Successfully taking responsibility for your life and education, especially when coming right from a challenging traditional school experience, more often looks like this:

two trend lines, one is straight, and the other is super messy
Photo credit: Image by Bernard Goldbach

What I’ve learned from my time working at Princeton Learning Cooperative is that this “messiness” is the rule, not the exception. Mistakes will be made, commitments broken, time will be “wasted.” The process often involves much weeping and gnashing of teeth for parents new to self-directed education. 

But the PLC staff doesn’t panic about all this “mess.” Why? We know it often is an essential part of the process of kids taking responsibility for their lives. We’ve seen young people go through this messy middle time after time and come out shining on the other side.

Seth Godin wrote a short, wonderful book about this hard middle part called The Dip. It is a guide for when to quit and when to persevere in any undertaking. Seth says that quitting something just because it is hard is counter-productive. If the benefits on the other side are worth the struggle, you should continue. 

For PLC’s first three years, we lived through this kind of struggle—not a lot of teen members, not a lot of money coming in, and not a lot of momentum. It would have been incredibly easy for us to quit at any point during that time, and no one would have questioned the decision. We recognized early that despite the hardships, PLC was working because the lives of the young people and staff were better. Since we knew the other side was going to be great, we just had to get through “the dip.”

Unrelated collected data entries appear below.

PR #961, opened 2026-03-27
feat: extend retention policies

skipi:
## 📝 Description
- **Plumber now emits deletion events** - when pipelines expire and are deleted, plumber publishes `PipelineDeleted` and `WorkflowDeleted` events to RabbitMQ. Workflow deletion is only emitted once all pipelines in a workflow are gone.
- **Artifacthub gains two new workers** - a `pipelinedeletion` and `workflowdeletion` worker that consume those events and clean up the associated artifacts in the bucket.
- **Plumber's retention internals were refactored** - the old policy consumer/record deleter was split into two explicit workers (policy marker and deleter) with cleaner separation of concerns, replacing the previous `policy_applier`/`record_deleter` structure.

## ✅ Checklist


plumber/ppl/test/retention/deleter/queries_test.exs
```diff
@@ -0,0 +1,278 @@
...
+
+    with_mock Ppl.Retention.Events,
+      publish_pipeline_deleted: fn _, _, _, _, _ -> :ok end,
+      publish_workflow_deleted: fn _, _, _, _ -> :ok end do
+      {:ok, 1} = Queries.delete_expired_batch(100)
+    end
+
+    assert {:error, _} = PplRequestsQueries.get_by_id(ppl_id)
+    assert {:error, _} = Block.describe(ppl_blk_0.block_id)
+    assert {:error, _} = Block.describe(ppl_blk_1.block_id)
```
DamjanBecirovic, line 229: Let's just add here an assertion that the LatestWorkflows record was also deleted.

DamjanBecirovic (approved):

PR #979, opened 2026-04-14
feat(mcp_server): add tools for listing and generating signed URLs for artifacts

dexyk:
## 📝 Description

This PR adds MCP server support for basic artifact operations: listing artifacts and retrieving signed URLs to obtain artifact files. It enforces the required project permissions for both operations 

## ✅ Checklist


artifacthub/pkg/api/public/publicapi.go
```diff
@@ -117,23 +121,36 @@ func generateSignedURLsList(ctx context.Context, client storage.Client, artifact
...
 			if err != nil {
 				return err
 			}
 
-			urls = append(urls, url)
+			attemptURLs = append(attemptURLs, url)
+		}
+
+		if !limitExceeded {
+			urls = attemptURLs
```
loadez: Correct me if I'm wrong but limitedExceeded starts as false then is set to true inside of the for if we exceed the limit and right after it exits, so if we reach the if at line 137 limitExceeded is always false and you could remove it

artifacthub/pkg/api/private/privateapi.go
```diff
@@ -121,12 +143,25 @@ func ListTransferPath(ctx context.Context, client storage.Client, artifact *mode
...
+			if limit > 0 && len(attemptResult) >= limit {
+				limitExceeded = true
+				return nil
+			}
+
+			attemptResult = append(attemptResult, &artifacthub.ListItem{Name: item.Path, IsDirectory: item.IsDirectory, Size: item.Size})
+		}
+
+		if !limitExceeded {
+			result = attemptResult
```
loadez: Same thing as the other limitExceeded if

loadez (dismissed):

artifacthub/pkg/api/public/publicapi.go
dexyk: @loadez those are inside of `err = retry.OnFailure(ctx, "Listing Bucket path", func() error {` function and the value is later used outside of the function `if limitExceeded {   return nil, ErrTooManyArtifacts }`

artifacthub/pkg/api/private/privateapi.go
dexyk: @loadez those are inside of `err = retry.OnFailure(ctx, "Listing Bucket path", func() error {` function and the value is later used outside of the function `if limitExceeded {   return nil, ErrTooManyArtifacts }`

loadez (dismissed):

mcp_server/pkg/tools/artifacts/list.go
```diff
@@ -0,0 +1,247 @@
...
+2. List artifacts under a subdirectory:
+   artifacts_list(organization_id="...", scope="workflows", scope_id="...", path="test-results")
+
+3. List project artifacts:
+   artifacts_list(organization_id="...", scope="projects", scope_id="...")
+
+Typical workflow:
+1. Call artifacts_list(...) to discover available paths.
+2. Call artifacts_signed_url(...) with the selected file path to retrieve a signed URL.`
+}
```
DamjanBecirovic, line 77: Let's add here something like the line below, since agents were struggling with that last step when signed URLs were returned by the job logs tool for self-hosted jobs.

```suggestion
3. Use the returned signed URL to download the requested file locally.
}
```

loadez (approved):

DamjanBecirovic (approved):

PR #998, opened 2026-04-23
fix(guard): store token_expires_at in Bitbucket OAuth callback

loadez:
## 📝 Description

Fixes Bitbucket OAuth token lifecycle so refresh works correctly.

**Changes:**
- **Persist `token_expires_at`** from the OAuth callback (`Guard.Id.Api.extract_repo_host_data/1`) and add it to the `RepoHostAccount` changeset cast/whitelist plus `drop_if_skip_credentials`. Without this, the column was never written, so the refresh path could not tell when a token had expired.
- **Switch `validate_token/1` to `Authorization: Bearer` header** instead of the deprecated `?access_token=` query param. Avoids leaking tokens into URL/access logs and aligns with current Bitbucket API guidance.
- **Improve refresh error logging**: include HTTP status, response body, and `repo_host_account.id` for both 4xx (revoked) and unexpected status branches; tag the missing-refresh-token warning with the account id; replace the deprecated `Logger.warn/1` with `Logger.warning/2`.
- Test mocks updated to drop the query-param URL form.

**Why:** users on Bitbucket were silently losing access because Guard never stored `token_expires_at`, so the proactive refresh check never fired and revoked accounts were hard to diagnose from logs.

## ✅ Checklist


skipi (commented):
## Code Review (gsd-code-reviewer, standard depth)

Posted as a log of findings — not a formal change request. **11 findings**: 2 BLOCKER · 5 WARN · 4 INFO.

### 🚫 Blockers

#### CR-01 — `DateTime.from_unix!/2` raises on bad input, crashes the OAuth callback
`guard/lib/guard/id/api.ex:120-122`

`extract_repo_host_data/1` uses the bang variant on provider-controlled `auth.credentials.expires_at`. An out-of-range integer raises `ArgumentError` inside the Plug pipeline → 500 response, never reaches the existing error-redirect path. Same code path runs for github / bitbucket / gitlab, so a single misbehaving upstream DoSes the callback.

```elixir
expires_at when is_integer(expires_at) ->
  case DateTime.from_unix(expires_at, :second) do
    {:ok, dt} -> dt
    {:error, reason} ->
      Logger.warning("Invalid expires_at from OAuth: #{inspect(expires_at)} (#{inspect(reason)})")
      nil
  end
```

#### CR-02 — Zero positive test for the `token_expires_at` persistence path
`guard/test/guard/api/bitbucket_test.exs`, `guard/test/guard/grpc_servers/user_server_test.exs`

The PR's stated purpose is "store `token_expires_at` in Bitbucket OAuth callback" but no test asserts it's persisted:
- `bitbucket_test.exs:67` only asserts `updated_rha.token == "new_token"` — never reads `.token_expires_at`.
- `user_server_test.exs` changes are URL-string swaps in mocks.
- No unit test on `extract_repo_host_data/1` covering nil / integer / `%DateTime{}` / malformed branches.

Future regressions in cast / whitelist / `drop_if_skip_credentials` wiring (the primary subject of this PR) won't be caught by CI. Suggested addition:

```elixir
test "refresh persists token_expires_at" do
  before = DateTime.utc_now()
  assert {:ok, {"new_token", _}} = Bitbucket.user_token(rha)
  updated = Guard.FrontRepo.get!(Guard.FrontRepo.RepoHostAccount, rha.id)
  assert updated.token_expires_at != nil
  assert DateTime.diff(updated.token_expires_at, before) in 3590..3610
end
```

Plus a unit test on `extract_repo_host_data/1` per branch.

---

### ⚠️ Warnings

**WR-01** — `inspect(body)` of OAuth refresh failure may leak echoed creds (`guard/lib/guard/api/bitbucket.ex:80, 87`). OAuth servers can echo the request `refresh_token` in `error_description`. Log only `body["error"]` and `body["error_description"]`.

**WR-02** — `:token_expires_at` is in the cast whitelist + `drop_if_skip_credentials`, but missing from `drop_if_same` in `filter_update_data` (`repo_host_account.ex:269-281`). Every callback now dirties the row + emits a "Successfully updated" log even when nothing changed. Add `|> drop_if_same(:token_expires_at, account.token_expires_at)`.

**WR-03** — Stray `validate_token` mock in the refresh test (`bitbucket_test.exs:54-58`) — the URL is never invoked in this test path; masks future regressions where `user_token` accidentally calls `validate_token`. Drop the unused mock clause.

**WR-04** — `@type t` in `RepoHostAccount` not updated — schema gained `field(:token_expires_at, :utc_datetime)` but the typespec was not (`repo_host_account.ex:24-36`). Add `token_expires_at: DateTime.t() | nil`.

**WR-05** — `extract_repo_host_data/1` clauses cover `nil | integer | %DateTime{} | other` — float and string `expires_at` fall to `other → nil`, then `OAuth.valid_token?(... nil_valid: false)` forces refresh on every request. For Bitbucket specifically this is unlikely (strategy returns integer seconds-from-epoch), but the function is shared with github/gitlab. Either handle floats explicitly or document the accepted shapes.

---

### ℹ️ Info

- **IN-01** — `update_account/2` `Logger.info "... #{inspect(account)} to #{inspect(data)}"` (`repo_host_account.ex:333`) leaks `token`, `refresh_token`, now `token_expires_at`. Pre-existing but the PR makes it more frequent (see WR-02). Redact via `inspect(Map.drop(Map.from_struct(account), [:token, :refresh_token]))`.
- **IN-02** — `Logger.warn/1` → `Logger.warning(...)` is correct, but call sites pass a single string (so it's `Logger.warning/1`, not `/2` with metadata). Consider `Logger.warning(msg, repo_host_account_id: repo_host_account.id)` for filterable logs.
- **IN-03** — Verify `RepoHostAccount.update_token/4` still has callers; otherwise remove.
- **IN-04** — Bearer-header switch in `validate_token/1` is correct. Heads-up: 401-vs-403 status surface differs slightly on bad tokens; current `200..299` check is fine.

---

### ✅ What looks good

- `:token_expires_at` correctly threaded through `create/1`, `update_account/2`, `reset_account/3` cast lists + `drop_if_skip_credentials/2`.
- The `?access_token=` query-string token-leak surface in `validate_token/1` is fully removed.
- Adding `repo_host_account.id` to error logs (without echoing tokens) is the right hygiene.

---

_Reviewer: Claude (gsd-code-reviewer), depth=standard. Rev: f755d3f._

skipi:
Addressing now (customer blocked, keeping scope tight):

- **CR-01** — switch `DateTime.from_unix!/2` → `from_unix/2` with nil fallback in `extract_repo_host_data/1`
- **WR-01** — log only `error` / `error_description` from OAuth refresh failure body, not `inspect(body)`
- **CR-02 (minimal)** — single regression test on `extract_repo_host_data/1` so the bad-integer branch can't crash again

Deferring to follow-up: WR-02 (drop_if_same), WR-03 (stray mock), WR-04 (typespec), WR-05 (float/string expires_at), all INFOs (IN-01 is pre-existing log redaction, separate ticket).

skipi:
Addressed in 1db604bf:

- ✅ **CR-01** — `extract_repo_host_data/1` no longer crashes on bad `expires_at`. Refactored into `Guard.Id.Api.parse_expires_at/1` using non-bang `DateTime.from_unix/2` with nil fallback + warning log on out-of-range.
- ✅ **WR-01** — refresh-token failure logs in `Guard.Api.Bitbucket.fetch_token` now log only `body["error"]` / `body["error_description"]`, not `inspect(body)`. Helpers `safe_oauth_error/1` + `safe_oauth_error_description/1` guard non-map bodies.
- ✅ **CR-02 (minimal)** — 5 regression tests on `parse_expires_at/1` covering nil / integer / `%DateTime{}` / out-of-range integer (the previous crash path) / unexpected shapes (string, float).

Local run: `make test.ex FILE="test/guard/id/api_test.exs test/guard/api/bitbucket_test.exs"` → **48 tests, 0 failures**.

dexyk (approved):

PR #1001, opened 2026-04-24
feat: improve error handling in scheduler and projecthub GRPC server

dexyk:
## 📝 Description

Fix Projecthub detailed serialization to return upstream scheduler/task list errors instead of crashing. Preserve Run Now failure details through periodic-scheduler and Front so users see the actual upstream error in the UI.

## ✅ Checklist


projecthub/lib/projecthub/api/grpc_server.ex
```diff
@@ -212,10 +224,16 @@ defmodule Projecthub.Api.GrpcServer do
...
-        )
+        case serialize(project) do
+          {:ok, serialized_project} ->
+            ForkAndCreateResponse.new(
+              metadata: status_ok(req),
+              project: serialized_project
+            )
+
+          {:error, reason} ->
+            error_create_response(req, serialize_error_message(reason))
```
skipi: I think this should return `ForkAndCreateResponse` - now it's returning `CreateResponse`

skipi (changes requested):

skipi (dismissed):

skipi (approved):

PR #1004, opened 2026-04-29
feat: add audit logging for artifact and rebuild operations in v1alpha API and MCP server

dexyk:
## 📝 Description

Adds audit logging in `public-api/v1alpha` and MCP server for artifact operations and workflow rebuilds.  
Aligns these endpoints with existing audit behavior in other services and enforces audit checks on critical paths. 

## ✅ Checklist


skipi:
**Inconsistent feature-check failure handling between Go and Elixir paths**

In the MCP server, when `shared.AuditLogsFeatureEnabled` returns an error (e.g. feature-hub is unreachable), the request is rejected before any audit is emitted:

- `mcp_server/pkg/tools/artifacts/signed_url.go:170-173`
- `mcp_server/pkg/tools/jobs/artifact_job_logs.go:204-207`
- `mcp_server/pkg/tools/workflows/rerun_tool.go:115-118`

```go
auditEnabled, err := shared.AuditLogsFeatureEnabled(ctx, api, orgID)
if err != nil {
    return mcp.NewToolResultError("Unable to verify audit logging availability. Please try again."), nil
}
```

The Elixir path handles the same scenario differently. In `public-api/v1alpha/lib/pipelines_api/audit.ex:160-167`, a feature-provider error is rescued, treated as "feature disabled", the stdout audit line still fires from `push_audit_log/1`, and the request proceeds:

```elixir
defp audit_logs_feature_enabled?(org_id) when is_binary(org_id) and org_id != "" do
  FeatureProvider.feature_enabled?(:audit_logs, param: org_id)
rescue
  error ->
    Logger.error("Failed to check audit_logs feature: #{inspect(error)}")
    false
end
```

So the same upstream incident (feature-hub unavailable) produces two different outcomes:

| Path | On feature-check error |
|---|---|
| v1alpha (Elixir) | stdout audit emitted, request succeeds |
| MCP server (Go) | no audit emitted at all, request rejected |

The Go behavior is strictly worse on both axes — less audit signal *and* less availability — and it's the opposite of what the Elixir module does for the same operations. Suggested fix in the Go call sites: on feature-check error, log a warning and proceed with `auditEnabled=false`. The stdout audit line in `logArtifactOperation` / `logWorkflowOperation` still fires, the operation still runs, and behavior matches the Elixir side. Something like:

```go
auditEnabled, err := shared.AuditLogsFeatureEnabled(ctx, api, orgID)
if err != nil {
    logging.ForComponent("audit").
        WithError(err).
        WithField("organization_id", orgID).
        Warn("audit_logs feature check failed; proceeding with AMQP publish disabled")
    auditEnabled = false
}
```

Worth aligning before merge so a feature-hub blip doesn't take down MCP artifact/log/rerun tools while v1alpha keeps serving.

skipi (dismissed):

skipi (approved):

PR #1011, opened 2026-05-04
allow to validate task params format

adbatista:
## 📝 Description
Adds optional regex-based input format validation to Scheduled Task parameters. When validate_input_format is enabled, a regex_pattern is enforced on default values at persist time and on submitted values at run time (both browser-side for fast feedback and server-side via PCRE match_limit for ReDoS safety). Surfaces specific param errors back to the UI, exposes the fields on public-api/v2, and round-trips them through projecthub.

## ✅ Checklist
- [X] This change requires documentation update


docs/docs/using-semaphore/tasks.md
```diff
@@ -109,6 +112,10 @@ You can add tasks by editing the project using the [Semaphore command line tool]
               - name: CANARY_VERSION
                 required: true
                 default_value: "1.0.0"
+                # Reject the task if the supplied value does not
+                # match the pattern. Pattern is capped at 512 bytes.
+                validate_input_format: true
+                regex_pattern: "^[0-9]+\\.[0-9]+\\.[0-9]+$"
```
dexyk, line 118: @adbatista we also need to update this part of the docs: https://github.com/semaphoreio/semaphore/blob/main/docs/docs/reference/project-yaml.md?plain=1#L92

dexyk (changes requested):

dexyk (approved):

PR #1014, opened 2026-05-06
feat(front): implement pagination for job listings in activity monitor

dexyk:
## 📝 Description

This PR fixes `/activity` data completeness by paginating through all pages for pipeline activity, active jobs, and debug sessions instead of reading only the first page. It also adds pagination safety guards (loop detection + max page cap of 50).

## ✅ Checklist

### DIFF
--- a/front/lib/front/activity_monitor/repo.ex
+++ b/front/lib/front/activity_monitor/repo.ex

It works the same way for a teenager when they have meaningful control for the first time over the decisions that affect their life. If a young person and a family can make it through that dip, through the hard part, they will benefit tremendously from feeling in control of their time. They will know how to use their time and energy more effectively to get what they want out of their lives. It is definitely worth all the trouble.

Here’s what PLC’s staff keeps in mind when we’re working with a young person and family in the middle of “the dip”:

  • Long-term thinking: Any given day can be a challenge. The goal is to focus on the child’s long-term well-being and development. Many people compare an ideal version of school where everything is going splendidly to “the dip” as a person gets started with self-directed education. They conclude that giving the young person responsibility for their education is a failure and nothing important is happening. If you examine that conclusion further, you often find the school experience was not that great. If you ask, “What were they in fact learning, not what could they have been learning?” the answer is “not much” or “nothing.” Plus the kid was miserable. Even if not much academic work is done during “the dip,” kids are smiling again. Their lives are improving and self-direction at PLC is working.
  • Focus on the relationship: Many times if school has been a challenge, families often fight about homework and grades. As a result, family relationships may be damaged. We are big fans of the line from The Self-Driven Child: “Son, I love you too much to fight with you about homework.” Caring about the health of your relationship more than completed math worksheets will likely lead to better long-term outcomes. To repair that relationship, it’s better to focus on doing things together that you both enjoy instead of fighting about what kids are not doing academically.
  • Timelines are often artificial: People often get locked into traditional education’s timeline without realizing that much of it is artificial. Nothing is magical about age 18 as the time to move on to the next stage of life. We’ve seen PLC kids be done with high school at age 15 to go to college full-time. We’ve also seen young people need more time after what typically would be “graduation” before moving on to more adult activities. For example, you can avoid math for a year or two if you need a break and then catch up in a short time if you are motivated for your own reasons like attending college or learning computer programming. Timelines should be based on the kid’s interests and abilities and not on traditional and arbitrary expectations. 

It’s not always straight-forward and “clean”, but we feel the benefits of self-directed education are worth the “mess”.